* _DIRECTIONS FOR THIS TASK_
All of the data that follows should be retyped exactly as it appears.

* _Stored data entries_
PR #1787, opened 2015-12-09
Add a user-menu

riltsken:
Currently only displays the logged in users name. Could do more later (eg logout). Does not
show if the authEnabled setting is false.

### DIFF
--- a/app/scripts/modules/core/authentication/userMenu/userMenu.directive.html
+++ b/app/scripts/modules/core/authentication/userMenu/userMenu.directive.html
@@ -1,3 +1,14 @@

* _OUTPUT BELOW_
PR #1787, opened 2015-12-09
Add a user-menu

riltsken:
Currently only displays the logged in users name. Could do more later (eg logout). Does not
show if the authEnabled setting is false.

### DIFF
--- a/app/scripts/modules/core/authentication/userMenu/userMenu.directive.html
+++ b/app/scripts/modules/core/authentication/userMenu/userMenu.directive.html
@@ -1,3 +1,14 @@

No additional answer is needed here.